Le grand manitou The National

Forcément attendu au tournant, le groupe américain a porté le poids de la première soirée… avec magnificence. S’il ouvre son set avec le curieux Karen, l’échauffement laisse rapidement place à une furie sonore sans précédent. Venu défendre son dernier né Sleep Well Beast, force est de constater que les nouveaux morceaux ont la fougue nécessaire. The System Only Dreams In Total Darkness, Walk It Back, la magnifique Guilty Party… Impossible de faire de l’ombre, cependant, aux classiques Don’t Swallow The Cap, I Need My Girl et l’infatigable Terrible Love. Si The National adopte parfois un show  son et lumière très « Radiohead », le concert demeure un block-buster mémorable. À quand un concert en salle ?

 

L’aventure Chassol 

Surprise. Muni d’un écran géant, le musicien Chassol, qui avait dévoilé en 2015 son album-concept Big Sun, propose un set à son image. Résultat : un voyage sonore et visuel sans précédent, aux couleurs de la Martinique, son pays natal. Ce pays, il le connait bien, le filme et le décrit en musique avec perfection. En mélangeant des influences jazz avec des touches plus contemporaines telles que l’électro, Chassol a propulsé le public du Pitchfork dans une dimension difficile à échapper après coup.  Et tant mieux.

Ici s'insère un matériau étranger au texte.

PR #6, opened 2016-07-27
003 Install bottles of arbitrary versions

sjackman:
Install bottles without having access to the formula used to create them.

### DIFF
--- a/003-install-bottles-of-arbitrary-versions.md
+++ b/003-install-bottles-of-arbitrary-versions.md
@@ -12,7 +12,7 @@ Pouring the bottle (extracting the tarball) is easy enough. Neither the bottle's
 Store the formula used to build the bottle inside the bottle. It would be necessary to remove the `bottle` section or the `sha256` lines, as it wouldn't be possible to store the `sha256` of the bottle inside the bottle, lest the universe implode.
 
 ## Detailed design
-When installing a keg from source, store the formula inside the keg in a file named `NAME/VERSION/.bottle/NAME.rb`. When building a bottle from that keg, store the formula used to build the keg inside the bottle in a file named `NAME/VERSION/.bottle/NAME.rb` after removing the bottle block or `sha256` lines.
+When installing a keg from source, store the names of the dependencies and the versions used to build the keg inside `INSTALL_RECEIPT.json`. When building a bottle from that keg, store the formula used to build the keg inside the bottle in a file named `NAME/VERSION/.bottle/NAME.rb` after removing the bottle block or `sha256` lines.
 
 ## Alternatives considered
 1. Store the git SHA1 of the revision of the formula used to build the bottle in the bottle so that the formula can be later extracted with `git show`.
--- a/003-install-bottles-of-arbitrary-versions.md
+++ b/003-install-bottles-of-arbitrary-versions.md
@@ -6,13 +6,15 @@ Install bottles without having access to the formula used to create them.
 ## Motivation
 The motivation for this feature is to install a collection of bottles of arbitrary versions to repeat a data analysis pipeline. It is one step toward the loftier goal of being able to recreate the environment of a previous installation of Homebrew. See the original feature request and discussion at [Homebrew/homebrew-science#1191](https://github.com/Homebrew/homebrew-science/issues/1191).
 
-## Proposed solution
 Pouring the bottle (extracting the tarball) is easy enough. Neither the bottle's dependencies nor its `post_install` are currently stored in the bottle, and the information in the current formula may have changed since the bottle was built. It would be a nice feature of the bottle file format if the bottle itself contained all of the necessary information to install the bottle.
 
-The formula use to build the bottle could be stored inside the bottle. It would be necessary to remove the `bottle` section or the `sha256` lines, as it wouldn't be possible to store the `sha256` of the bottle inside the bottle, lest the universe implode.
+## Proposed solution
+Store the formula used to build the bottle inside the bottle. It would be necessary to remove the `bottle` section or the `sha256` lines, as it wouldn't be possible to store the `sha256` of the bottle inside the bottle, lest the universe implode.
 
 ## Detailed design
-When building a bottle, store the formula inside the bottle in a file named `NAME/VERSION/.bottle/NAME.rb` after removing the bottle block or `sha256` lines.
+When installing a keg from source, store the formula inside the keg in a file named `NAME/VERSION/.bottle/NAME.rb`. When building a bottle from that keg, store the formula used to build the keg inside the bottle in a file named `NAME/VERSION/.bottle/NAME.rb` after removing the bottle block or `sha256` lines.
 
 ## Alternatives considered
-Find the formula in the `git log` as `git versions` did.
+1. Store the git SHA1 of the revision of the formula used to build the bottle in the bottle so that the formula can be later extracted with `git show`.
+2. Store the `git hash-object` SHA1 of the formula used to build the bottle in the bottle so that the formula can later be extracted with `git cat-file blob`.
+3. Find the formula in the `git log` as `brew versions` did.
--- a/003-install-bottles-of-arbitrary-versions.md
+++ b/003-install-bottles-of-arbitrary-versions.md
@@ -1,0 +1,21 @@
+# Install bottles of arbitrary versions
+
+## Introduction
+I'd like to be able to install bottles of arbitrary versions of a formula.
+
+## Motivation
+The motivation for this feature is to install specified versions of software to repeat a data analysis pipeline, an oft-requested feature of Homebrew-Science, which could be happily stored in a Brewfile. See Homebrew/homebrew-science#1191
+
+## Proposed solution
+Pouring the bottle (extracting the tarball) is easy enough. The bottle's dependencies and its `post_install` are the needed missing info.
+
+One simple way of storing this info is to store the Ruby formula that generated the bottle alongside the bottle. To that end, when uploading bottles to Bintray, I'd also like to upload the Ruby formula that generated the bottle.
+
+That Ruby formula could alternatively be stored inside the bottle, with the caveat that it would be necessary to remove the bottle `sha256`, as it wouldn't be possible to store the `sha256` of the bottle inside the bottle, lest the universe implode. As a bonus, it would be a nice feature of the bottle file format if the bottle itself contained all of the necessary information to install the bottle.
+
+## Detailed design
+When building a bottle, store the Ruby formula inside the bottle in a file named `NAME/VERSION/NAME.rb` after removing the bottle `sha256` lines.
+
+## Alternatives considered
+1. Store the Ruby formula inside the bottle (without the bottle `sha256` lines)
+2. Store the Ruby formula alongside the bottle on Bintray
--- a/003-install-bottles-of-arbitrary-versions.md
+++ b/003-install-bottles-of-arbitrary-versions.md
@@ -4,7 +4,7 @@
 Install bottles without having access to the formula used to create them.
 
 ## Motivation
-The motivation for this feature is to install a collection of bottles of arbitrary versions to repeat a data analysis pipeline. See [Homebrew/homebrew-science#1191](https://github.com/Homebrew/homebrew-science/issues/1191).
+The motivation for this feature is to install a collection of bottles of arbitrary versions to repeat a data analysis pipeline. It is one step toward the loftier goal of being able to recreate the environment of a previous installation of Homebrew. See the original feature request and discussion at [Homebrew/homebrew-science#1191](https://github.com/Homebrew/homebrew-science/issues/1191).
 
 ## Proposed solution
 Pouring the bottle (extracting the tarball) is easy enough. Neither the bottle's dependencies nor its `post_install` are currently stored in the bottle, and the information in the current formula may have changed since the bottle was built. It would be a nice feature of the bottle file format if the bottle itself contained all of the necessary information to install the bottle.
@@ -12,7 +12,7 @@ Pouring the bottle (extracting the tarball) is easy enough. Neither the bottle's
 The formula use to build the bottle could be stored inside the bottle. It would be necessary to remove the `bottle` section or the `sha256` lines, as it wouldn't be possible to store the `sha256` of the bottle inside the bottle, lest the universe implode.
 
 ## Detailed design
-When building a bottle, store the formula inside the bottle in a file named `NAME/VERSION/NAME.rb` after removing the bottle block or `sha256` lines.
+When building a bottle, store the formula inside the bottle in a file named `NAME/VERSION/.bottle/NAME.rb` after removing the bottle block or `sha256` lines.
 
 ## Alternatives considered
 Find the formula in the `git log` as `git versions` did.
--- a/003-install-bottles-of-arbitrary-versions.md
+++ b/003-install-bottles-of-arbitrary-versions.md
@@ -1,21 +1,18 @@
 # Install bottles of arbitrary versions
 
 ## Introduction
-I'd like to be able to install bottles of arbitrary versions of a formula.
+Install bottles without having access to the formula used to create them.
 
 ## Motivation
-The motivation for this feature is to install specified versions of software to repeat a data analysis pipeline, an oft-requested feature of Homebrew-Science, which could be happily stored in a Brewfile. See Homebrew/homebrew-science#1191
+The motivation for this feature is to install a collection of bottles of arbitrary versions to repeat a data analysis pipeline. See [Homebrew/homebrew-science#1191](https://github.com/Homebrew/homebrew-science/issues/1191).
 
 ## Proposed solution
-Pouring the bottle (extracting the tarball) is easy enough. The bottle's dependencies and its `post_install` are the needed missing info.
+Pouring the bottle (extracting the tarball) is easy enough. Neither the bottle's dependencies nor its `post_install` are currently stored in the bottle, and the information in the current formula may have changed since the bottle was built. It would be a nice feature of the bottle file format if the bottle itself contained all of the necessary information to install the bottle.
 
-One simple way of storing this info is to store the Ruby formula that generated the bottle alongside the bottle. To that end, when uploading bottles to Bintray, I'd also like to upload the Ruby formula that generated the bottle.
-
-That Ruby formula could alternatively be stored inside the bottle, with the caveat that it would be necessary to remove the bottle `sha256`, as it wouldn't be possible to store the `sha256` of the bottle inside the bottle, lest the universe implode. As a bonus, it would be a nice feature of the bottle file format if the bottle itself contained all of the necessary information to install the bottle.
+The formula use to build the bottle could be stored inside the bottle. It would be necessary to remove the `bottle` section or the `sha256` lines, as it wouldn't be possible to store the `sha256` of the bottle inside the bottle, lest the universe implode.
 
 ## Detailed design
-When building a bottle, store the Ruby formula inside the bottle in a file named `NAME/VERSION/NAME.rb` after removing the bottle `sha256` lines.
+When building a bottle, store the formula inside the bottle in a file named `NAME/VERSION/NAME.rb` after removing the bottle block or `sha256` lines.
 
 ## Alternatives considered
-1. Store the Ruby formula inside the bottle (without the bottle `sha256` lines)
-2. Store the Ruby formula alongside the bottle on Bintray
+Find the formula in the `git log` as `git versions` did.


003-install-bottles-of-arbitrary-versions.md
```diff
@@ -0,0 +1,21 @@
...
+
+## Motivation
+The motivation for this feature is to install specified versions of software to repeat a data analysis pipeline, an oft-requested feature of Homebrew-Science, which could be happily stored in a Brewfile. See Homebrew/homebrew-science#1191
+
+## Proposed solution
+Pouring the bottle (extracting the tarball) is easy enough. The bottle's dependencies and its `post_install` are the needed missing info.
+
+One simple way of storing this info is to store the Ruby formula that generated the bottle alongside the bottle. To that end, when uploading bottles to Bintray, I'd also like to upload the Ruby formula that generated the bottle.
+
+That Ruby formula could alternatively be stored inside the bottle, with the caveat that it would be necessary to remove the bottle `sha256`, as it wouldn't be possible to store the `sha256` of the bottle inside the bottle, lest the universe implode. As a bonus, it would be a nice feature of the bottle file format if the bottle itself contained all of the necessary information to install the bottle.
```
MikeMcQuaid: I'd say you should remove the entirely `bottle` block. Should be relatively easily done with the existing regexes.

003-install-bottles-of-arbitrary-versions.md
```diff
@@ -0,0 +1,21 @@
+# Install bottles of arbitrary versions
+
+## Introduction
+I'd like to be able to install bottles of arbitrary versions of a formula.
+
+## Motivation
+The motivation for this feature is to install specified versions of software to repeat a data analysis pipeline, an oft-requested feature of Homebrew-Science, which could be happily stored in a Brewfile. See Homebrew/homebrew-science#1191
```
MikeMcQuaid: Can you make `Homebrew/homebrew-science#1191` a full link? I also don't think this motivation is matched by the feature; you'll only get a single specified version that's the same. Also, storing this in a `Brewfile` would be another big implementation detail that would need to be discussed separately (and I'm not convinced is a good idea). Could you trim this down so it's just about the motivation for installing bottles?

003-install-bottles-of-arbitrary-versions.md
```diff
@@ -0,0 +1,21 @@
+# Install bottles of arbitrary versions
+
+## Introduction
+I'd like to be able to install bottles of arbitrary versions of a formula.
```
MikeMcQuaid: How about: `install bottles without having access to the formula used to create them`? That seems more accurate as what you propose is already possible.

003-install-bottles-of-arbitrary-versions.md
```diff
@@ -0,0 +1,21 @@
...
+
+## Motivation
+The motivation for this feature is to install specified versions of software to repeat a data analysis pipeline, an oft-requested feature of Homebrew-Science, which could be happily stored in a Brewfile. See Homebrew/homebrew-science#1191
+
+## Proposed solution
+Pouring the bottle (extracting the tarball) is easy enough. The bottle's dependencies and its `post_install` are the needed missing info.
+
+One simple way of storing this info is to store the Ruby formula that generated the bottle alongside the bottle. To that end, when uploading bottles to Bintray, I'd also like to upload the Ruby formula that generated the bottle.
```
MikeMcQuaid: I'd pick one method; personally I think the latter is a stronger case.

003-install-bottles-of-arbitrary-versions.md
```diff
@@ -0,0 +1,21 @@
+# Install bottles of arbitrary versions
+
+## Introduction
+I'd like to be able to install bottles of arbitrary versions of a formula.
+
+## Motivation
+The motivation for this feature is to install specified versions of software to repeat a data analysis pipeline, an oft-requested feature of Homebrew-Science, which could be happily stored in a Brewfile. See Homebrew/homebrew-science#1191
+
+## Proposed solution
+Pouring the bottle (extracting the tarball) is easy enough. The bottle's dependencies and its `post_install` are the needed missing info.
```
MikeMcQuaid: Can you elaborate on why they are missing info?

003-install-bottles-of-arbitrary-versions.md
```diff
@@ -0,0 +1,21 @@
...
+
+One simple way of storing this info is to store the Ruby formula that generated the bottle alongside the bottle. To that end, when uploading bottles to Bintray, I'd also like to upload the Ruby formula that generated the bottle.
+
+That Ruby formula could alternatively be stored inside the bottle, with the caveat that it would be necessary to remove the bottle `sha256`, as it wouldn't be possible to store the `sha256` of the bottle inside the bottle, lest the universe implode. As a bonus, it would be a nice feature of the bottle file format if the bottle itself contained all of the necessary information to install the bottle.
+
+## Detailed design
+When building a bottle, store the Ruby formula inside the bottle in a file named `NAME/VERSION/NAME.rb` after removing the bottle `sha256` lines.
```
MikeMcQuaid: I'd use somewhere in https://github.com/Homebrew/brew/blob/0be204aab5878284d8466b141a82d56a166abe7b/Library/Homebrew/formula.rb#L705-L711 instead; perhaps with just `formula.rb` so you don't need to parse the name from the bottle.

003-install-bottles-of-arbitrary-versions.md
```diff
@@ -0,0 +1,21 @@
...
+
+## Alternatives considered
```
MikeMcQuaid: These should be alternatives to implementing this proposal rather than the alternatives for implementing it.

003-install-bottles-of-arbitrary-versions.md
sjackman: I think it would be good for the bottle `revision` of the formula to reflect the bottle revision of the bottle's file name. It would default to`0` if deleted, without logic to fix it up.

MikeMcQuaid: The bottle's `revision` does not affect anything in formula installation, only the bottle filename.

003-install-bottles-of-arbitrary-versions.md
UniqMartin: I think this is far from being sufficient, thus currently doesn't fulfill the stated goal of the proposal. To achieve some degree of reproducibility, you would need to keep track of a lot more information. I've detailed that in https://github.com/Homebrew/brew/issues/589#issuecomment-235434219 in the original issue.

003-install-bottles-of-arbitrary-versions.md
sjackman: I have an inclination toward retaining the bottle block and revision, but I don't feel terribly strongly about it.

003-install-bottles-of-arbitrary-versions.md
sjackman: > I also don't think this motivation is matched by the feature; you'll only get a single specified version that's the same.

A list of formula names and versions or a directory of bottle files could be used to install a collection of software.

> Could you trim this down so it's just about the motivation for installing bottles?

Sure.

003-install-bottles-of-arbitrary-versions.md
sjackman: Are you suggesting `NAME/VERSION/.bottle/formula.rb`?

The name of the formula file is usually `NAME.rb`, so I stuck with that convention. I'm fine with either.

I put it in the same directory as `INSTALL_RECEIPT.json`, which is `NAME/VERSION/`. What's the effect/advantage of putting it in `NAME/VERSION/.bottle/`?

sjackman:
I've modified my proposal based on your feedback. Thanks for your helpful comments.

003-install-bottles-of-arbitrary-versions.md
MikeMcQuaid: I think it'd be easier implementation to just remove it; it's metadata that's not used.

003-install-bottles-of-arbitrary-versions.md
MikeMcQuaid: > Are you suggesting NAME/VERSION/.bottle/formula.rb?

I was referring to just inside the tarball but presumably you mean inside the Cellar in which case: yes.



> What's the effect/advantage of putting it in NAME/VERSION/.bottle/?

It's metadata that's only needed for the bottle and can be removed when the bottle is installed.



> I think this is far from being sufficient, thus currently doesn't fulfill the stated goal of the proposal. To achieve some degree of reproducibility, you would need to keep track of a lot more information.

@UniqMartin I don't agree. Currently you can install any bottle and it'll just assume the formula is the same as the current one. This would be an improvement on that. I don't think reproducibility is really a sensible requirement at this stage and it massively balloons the scope.

003-install-bottles-of-arbitrary-versions.md
```diff
@@ -0,0 +1,18 @@
...
+## Proposed solution
+Pouring the bottle (extracting the tarball) is easy enough. Neither the bottle's dependencies nor its `post_install` are currently stored in the bottle, and the information in the current formula may have changed since the bottle was built. It would be a nice feature of the bottle file format if the bottle itself contained all of the necessary information to install the bottle.
+
+The formula use to build the bottle could be stored inside the bottle. It would be necessary to remove the `bottle` section or the `sha256` lines, as it wouldn't be possible to store the `sha256` of the bottle inside the bottle, lest the universe implode.
+
+## Detailed design
+When building a bottle, store the formula inside the bottle in a file named `NAME/VERSION/NAME.rb` after removing the bottle block or `sha256` lines.
+
+## Alternatives considered
+Find the formula in the `git log` as `git versions` did.
```
scpeters: I think @UniqMartin's comment in https://github.com/Homebrew/brew/issues/589#issuecomment-235434219 could be listed here as an alternative. The approach is more invasive, but more thorough in respecting the goal of reproducibility.

I also had a comment about a tool that helps with extracting the HEAD commit from the taps ( https://github.com/Homebrew/brew/issues/589#issuecomment-235438453 ).

sjackman: Being able to reproduce bottles is a separate goal. The goal of this PR is to be able to install preexisting bottles.

scpeters: If the old bottles are cached on bintray, this method should allow the old bottles to be installed, as long as brew doesn't try to auto-update, since everything is purposefully back-dated.

UniqMartin: > Being able to reproduce bottles is a separate goal. The goal of this PR is to be able to install preexisting bottles.

I think you're misunderstanding me. What I've been talking about in the first half of the referenced comment is exactly that: Accurately re-create an environment that was previously created by installing a bunch of bottles. Because the behavior of what is going on during bottle installation and `post_install` also depends on other factors outside of the formula file, keeping around only the formula file that was used during bottling (by embedding it in the bottle) is a first step, but will have its limitations.

MikeMcQuaid: > is a first step, but will have its limitations.

That's fine for now; everything needs to begin with a first step.

003-install-bottles-of-arbitrary-versions.md
```diff
@@ -0,0 +1,18 @@
+# Install bottles of arbitrary versions
+
+## Introduction
+Install bottles without having access to the formula used to create them.
+
+## Motivation
+The motivation for this feature is to install a collection of bottles of arbitrary versions to repeat a data analysis pipeline. See [Homebrew/homebrew-science#1191](https://github.com/Homebrew/homebrew-science/issues/1191).
```
MikeMcQuaid: After reading this link: it's maybe worth removing it as, as @UniqMartin has pointed out, this won't get people what they want there and to do that will require enough work to be essentially impossible. It's maybe worth just rewording to say it's the first step required to get there?

003-install-bottles-of-arbitrary-versions.md
```diff
@@ -0,0 +1,18 @@
...
+
+## Proposed solution
+Pouring the bottle (extracting the tarball) is easy enough. Neither the bottle's dependencies nor its `post_install` are currently stored in the bottle, and the information in the current formula may have changed since the bottle was built. It would be a nice feature of the bottle file format if the bottle itself contained all of the necessary information to install the bottle.
+
+The formula use to build the bottle could be stored inside the bottle. It would be necessary to remove the `bottle` section or the `sha256` lines, as it wouldn't be possible to store the `sha256` of the bottle inside the bottle, lest the universe implode.
+
+## Detailed design
+When building a bottle, store the formula inside the bottle in a file named `NAME/VERSION/NAME.rb` after removing the bottle block or `sha256` lines.
```
MikeMcQuaid: Missing the `.bottle` here.

sjackman: What's the advantage of naming the file `NAME/VERSION/.bottle/NAME.rb` vs `NAME/VERSION/NAME.rb`? `INSTALL_RECEIPT.json` is named `NAME/VERSION/INSTALL_RECEIPT.json`.

MikeMcQuaid: This is bottle-specific metadata that we'll discard after installation rather than install. It's easier to have `.bottle` be the only location that stores things that aren't simply `tar xf`d (e.g. currently `.bottle/etc` and `.bottle/var`).

sjackman: Thanks for the explanation, Mike.

sjackman:
I've revised my proposal based on your feedback. Thanks again for your helpful comments.

003-install-bottles-of-arbitrary-versions.md
```diff
@@ -0,0 +1,18 @@
...
+
+## Proposed solution
+Pouring the bottle (extracting the tarball) is easy enough. Neither the bottle's dependencies nor its `post_install` are currently stored in the bottle, and the information in the current formula may have changed since the bottle was built. It would be a nice feature of the bottle file format if the bottle itself contained all of the necessary information to install the bottle.
+
+The formula use to build the bottle could be stored inside the bottle. It would be necessary to remove the `bottle` section or the `sha256` lines, as it wouldn't be possible to store the `sha256` of the bottle inside the bottle, lest the universe implode.
+
+## Detailed design
+When building a bottle, store the formula inside the bottle in a file named `NAME/VERSION/.bottle/NAME.rb` after removing the bottle block or `sha256` lines.
```
sjackman: Is `NAME/VERSION/.bottle/NAME.rb` installed in the keg? After installation of the bottle, a few commands need the formula for the keg. For example, `brew missing` needs to know its dependencies, and `brew postinstall` needs its `post_install` block.

UniqMartin: > Is `NAME/VERSION/.bottle/NAME.rb` installed in the keg?

No, the stuff in `NAME/VERSION/.bottle` is used when pouring the bottle, but then removed afterwards (see [these lines in `FormulaInstaller#pour`](https://github.com/Homebrew/brew/blob/97b6a3069ea909d2dc6987f49f3e47eeda7054b1/Library/Homebrew/formula_installer.rb#L748-L752)).

003-install-bottles-of-arbitrary-versions.md
```diff
@@ -0,0 +1,18 @@
...
+## Introduction
+Install bottles without having access to the formula used to create them.
+
+## Motivation
+The motivation for this feature is to install a collection of bottles of arbitrary versions to repeat a data analysis pipeline. It is one step toward the loftier goal of being able to recreate the environment of a previous installation of Homebrew. See the original feature request and discussion at [Homebrew/homebrew-science#1191](https://github.com/Homebrew/homebrew-science/issues/1191).
+
+## Proposed solution
+Pouring the bottle (extracting the tarball) is easy enough. Neither the bottle's dependencies nor its `post_install` are currently stored in the bottle, and the information in the current formula may have changed since the bottle was built. It would be a nice feature of the bottle file format if the bottle itself contained all of the necessary information to install the bottle.
+
+The formula use to build the bottle could be stored inside the bottle. It would be necessary to remove the `bottle` section or the `sha256` lines, as it wouldn't be possible to store the `sha256` of the bottle inside the bottle, lest the universe implode.
```
bfontaine: Small typo:

> The formula use**d** to build

003-install-bottles-of-arbitrary-versions.md
```diff
@@ -0,0 +1,18 @@
...
+
+## Detailed design
+When building a bottle, store the formula inside the bottle in a file named `NAME/VERSION/.bottle/NAME.rb` after removing the bottle block or `sha256` lines.
+
+## Alternatives considered
+Find the formula in the `git log` as `git versions` did.
```
bfontaine: Did you mean `brew versions` instead?

003-install-bottles-of-arbitrary-versions.md
sjackman: Shall we move the formula to a different location, or shall we make an exception and install `NAME/VERSION/.bottle/NAME.rb`?

003-install-bottles-of-arbitrary-versions.md
sjackman: Fixed and reworded. Thanks.

003-install-bottles-of-arbitrary-versions.md
sjackman: Woops. Fixed. Thanks.

003-install-bottles-of-arbitrary-versions.md
MikeMcQuaid: I don't think we should install it; I think that's creeping towards @UniqMartin's suggestions where we'll need to record a lot more information. Then again, in that case we're basically only using it for `post_install`.

003-install-bottles-of-arbitrary-versions.md
```diff
@@ -0,0 +1,20 @@
...
+
+Pouring the bottle (extracting the tarball) is easy enough. Neither the bottle's dependencies nor its `post_install` are currently stored in the bottle, and the information in the current formula may have changed since the bottle was built. It would be a nice feature of the bottle file format if the bottle itself contained all of the necessary information to install the bottle.
+
+## Proposed solution
+Store the formula used to build the bottle inside the bottle. It would be necessary to remove the `bottle` section or the `sha256` lines, as it wouldn't be possible to store the `sha256` of the bottle inside the bottle, lest the universe implode.
+
+## Detailed design
+When installing a keg from source, store the formula inside the keg in a file named `NAME/VERSION/.bottle/NAME.rb`. When building a bottle from that keg, store the formula used to build the keg inside the bottle in a file named `NAME/VERSION/.bottle/NAME.rb` after removing the bottle block or `sha256` lines.
```
sjackman: The formula used to build the keg needs to be stored somewhere between building the keg and building the bottle. Does the above make sense?

sjackman:
Revised both `Detailed design` and `Alternatives considered`. Moved a paragraph from `Proposed solution` to `Motivation`.

003-install-bottles-of-arbitrary-versions.md
sjackman: I'd prefer to install it, primarily to enable `brew missing`. Once a bunch of bottles are installed, it'd be nice to check that their dependencies are satisfied using `brew missing`.

MikeMcQuaid: Sorry to keep yoyoing (thinking is hard) but I think if we're going to install it instead we should put those dependencies in the `INSTALL_RECEIPT`.

sjackman: No worries. In that case let's add the dependencies to `INSTALL_RECEIPT.json` when the keg is built from source, and store the formula used to build the bottle in the bottle at `NAME/VERSION/.bottle/NAME.rb`. Do we want to store the `post_install` block anywhere in the keg to support running `brew postinstall NAME` after the bottle has been installed?

sjackman:
Revised `Detailed design` to store the dependencies (and their versions?) in `INSTALL_RECEIPT.json`.

MikeMcQuaid:
Looks good to me. Any final thoughts?

sjackman:
It won't be possible to run `brew postinstall` after installing the keg unless we store the `post_install` block somewhere inside the keg. Is that a feature we care about?

MikeMcQuaid:
> It won't be possible to run brew postinstall after installing the keg unless we install the post_install block somewhere inside the keg. Is that a feature we care about?

@sjackman I think we could either hold off deleting it until after it's been post_installed or just leave it in `.bottle` indefinitely.

sjackman:
I'm fine with leaving it in `.bottle`.

MikeMcQuaid:
Thanks @sjackman and everyone!

sjackman:
Thanks for the helpful reviews, all! I'm excited to have the first merged proposal. The process worked well.

sjackman:
Who's interested in implementing it? I can tackle it, but I won't start the project for a week or two. Go right ahead if anyone is keener than that.

MikeMcQuaid:
I doubt I'll get to it before then. I'd suggest two PRs: one to install the formula, one to add to the INSTALL_RECEIPT.

sjackman:
Okay. I'll hoping to hack on it while I'm in Michigan giving a workshop on genome assembly with @tseemann.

La délicatesse Cigarettes After Sex

A t-on vraiment besoin de le justifier ? Le groupe, qui a sorti son très attendu premier album en juin dernier, se devait de proposer un concert (court, pas plus de 40 minutes) à l’image de son concept. Fumante, l’ambiance vire au slow avec les titres fascinants K, Sweet et Sunsetz. Ce qui est indéniable, c’est la qualité sonore, procurée par la Grande Halle de la Villette, qui sert avec perfection le set de Cigs. L’acoustique, pure et brûlante, apporte à Nothing’s Gonna Hurt You Baby et Affection la dimension nécessaire pour posséder avec entièreté le Pitchfork. la  On en redemande, mais le bon côté, c’est qu’on a pu rencontrer le groupe juste après.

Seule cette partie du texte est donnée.